Description of the task.
Please find every line in the records below that contains the word "Windows", and copy it.

■ ■ ■ ■

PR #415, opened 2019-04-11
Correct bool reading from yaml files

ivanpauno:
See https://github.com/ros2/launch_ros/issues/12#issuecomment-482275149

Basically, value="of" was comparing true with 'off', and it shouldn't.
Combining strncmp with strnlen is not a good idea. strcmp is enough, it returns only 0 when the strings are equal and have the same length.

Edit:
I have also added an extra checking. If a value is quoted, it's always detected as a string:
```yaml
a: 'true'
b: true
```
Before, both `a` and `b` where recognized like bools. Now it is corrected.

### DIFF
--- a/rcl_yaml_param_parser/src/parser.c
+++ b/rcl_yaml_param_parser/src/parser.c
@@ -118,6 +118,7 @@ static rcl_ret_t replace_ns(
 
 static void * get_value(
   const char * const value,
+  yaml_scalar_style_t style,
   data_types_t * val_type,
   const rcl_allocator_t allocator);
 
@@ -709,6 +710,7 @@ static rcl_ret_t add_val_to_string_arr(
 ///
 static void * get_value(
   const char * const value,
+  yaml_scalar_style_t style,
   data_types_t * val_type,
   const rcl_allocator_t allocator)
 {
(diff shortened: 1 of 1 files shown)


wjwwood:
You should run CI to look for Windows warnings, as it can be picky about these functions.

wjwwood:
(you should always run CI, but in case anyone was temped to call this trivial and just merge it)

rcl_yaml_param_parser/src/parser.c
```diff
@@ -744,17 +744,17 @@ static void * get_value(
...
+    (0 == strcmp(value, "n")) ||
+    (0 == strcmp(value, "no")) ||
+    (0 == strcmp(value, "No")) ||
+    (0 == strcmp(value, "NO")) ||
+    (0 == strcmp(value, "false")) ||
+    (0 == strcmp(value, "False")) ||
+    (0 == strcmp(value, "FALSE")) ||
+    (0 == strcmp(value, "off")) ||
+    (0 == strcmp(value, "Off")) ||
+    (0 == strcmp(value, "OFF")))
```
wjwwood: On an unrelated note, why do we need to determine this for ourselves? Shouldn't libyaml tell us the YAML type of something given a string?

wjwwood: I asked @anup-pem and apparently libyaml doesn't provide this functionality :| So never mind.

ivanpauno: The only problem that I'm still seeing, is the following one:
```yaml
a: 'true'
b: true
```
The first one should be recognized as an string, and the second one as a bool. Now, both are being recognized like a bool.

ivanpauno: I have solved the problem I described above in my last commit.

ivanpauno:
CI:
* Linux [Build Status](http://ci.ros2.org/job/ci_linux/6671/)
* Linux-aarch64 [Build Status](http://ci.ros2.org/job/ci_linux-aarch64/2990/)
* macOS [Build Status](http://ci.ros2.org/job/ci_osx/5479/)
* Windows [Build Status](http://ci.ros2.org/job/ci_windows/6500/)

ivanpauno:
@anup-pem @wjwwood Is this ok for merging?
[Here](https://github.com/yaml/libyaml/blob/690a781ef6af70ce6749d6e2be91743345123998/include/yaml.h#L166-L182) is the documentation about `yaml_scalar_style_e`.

■ ■ ■ ■

Exercise answer.
You should run CI to look for Windows warnings, as it can be picky about these functions.
* Windows [Build Status](http://ci.ros2.org/job/ci_windows/6500/)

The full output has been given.